| DATA TO PROCESS |
PR #389, opened 2019-08-21
added lesson 09 oo mailroom assignment

esokada:
Thanks as always for your feedback.  I also have a question: 

1.  I've added error handling to both the donor models and the client interaction code.  For example, I make sure the donation is a number in the send_thankyou() function in the client interaction code, and in the Donor class itself as well.  Is this too much? Is it preferable to do this in just one place or the other?

### DIFF
--- a/students/esokada/lesson09/donor_models.py
+++ b/students/esokada/lesson09/donor_models.py
@@ -1,0 +1,102 @@
+
+'''
+Donor models for the object-oriented mailroom assignment.
+'''
+
+from operator import itemgetter
+
+
+class Donor():
+    '''
+    Class for individual donors. Includes name, donations, and other information
+    pertaining to a single donor.
+    '''
+
+    def __init__(self, name, donations=None):
+        if isinstance(name, str):
+            self.name = name
+        else:
+            raise TypeError("name must be entered as a string")
+        if donations is None:
+            self.donations = []
+        else:
+            if isinstance(donations, list) is False:
+                raise TypeError("donations must be entered as a list")
+            for i in donations:
+                if isinstance(i, (int, float)) is False:
+                    raise ValueError("donation must be entered as a number")
+            self.donations = donations
+
+    def add_donation(self, donation):
+        '''Add a donation to the donor's list of donations.'''
+        if isinstance(donation, (int, float)) is False:
+            raise ValueError("donation must be entered as a number")
+        self.donations.append(float(donation))
+
+    @property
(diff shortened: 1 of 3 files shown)


natasha-aleksandrova:
@esokada great question. This will be case by case but in your case it isn't too much.

Your user interaction code should check for any invalid user input and provide feedback. Your "library" code should also have error handling to ensure that no "bad data" is stored because your library code may not know who is using it and how. Hopefully this makes sense.

students/esokada/lesson09/donor_models.py
```diff
@@ -0,0 +1,102 @@
...
+        '''Add a new donor to the collection.'''
+        self.collection.append(Donor(name, donations))
+
+    def get_donor(self, name):
+        '''Return the donor if present, otherwise return False.'''
+        for a in self.collection:
+            if a.name == name:
+                return a
+        else:
+            return False
```
natasha-aleksandrova: best to return `None` here since the function isn't expected to return a boolean (best not to mix types)

students/esokada/lesson09/donor_models.py
```diff
@@ -0,0 +1,102 @@
...
+        '''Generates a formatted report of donors, total given, num gifts, and average gift.'''
+        final_report = ""
+        titles = ["Donor Name", "Total Given", "Num Gifts", "Average Gift"]
+        formatted_titles = f"{titles[0]:15} {titles[1]:>20} {titles[2]:>10} {titles[3]:>20}\n"
+        final_report += formatted_titles
+        reportlines = []
+        for a in self.collection:
+            try:
+                reportlines.append([a.name, a.total_donations,
+                len(a.donations), a.total_donations/len(a.donations)])
```
natasha-aleksandrova: indentation here is off

students/esokada/lesson09/donor_models.py
```diff
@@ -0,0 +1,102 @@
...
+            except ZeroDivisionError:
+                reportlines.append([a.name, 0, 0, 0])
+        sortedlines = sorted(reportlines, key=itemgetter(1), reverse = True)
+        for r in sortedlines:
+          final_report += f"{r[0]:15} {r[1]:>20.2f} {r[2]:>10} {r[3]:>20.2f}\n"
```
natasha-aleksandrova: indentation here is off as well

esokada:
Thanks for your feedback and especially the clarification about error handling - really helps.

| WHAT IS NEEDED |
Return each line of the data above that includes the word "None".

| RESULT FOR THIS TASK |
+    def __init__(self, name, donations=None):
+        if donations is None:
natasha-aleksandrova: best to return `None` here since the function isn't expected to return a boolean (best not to mix types)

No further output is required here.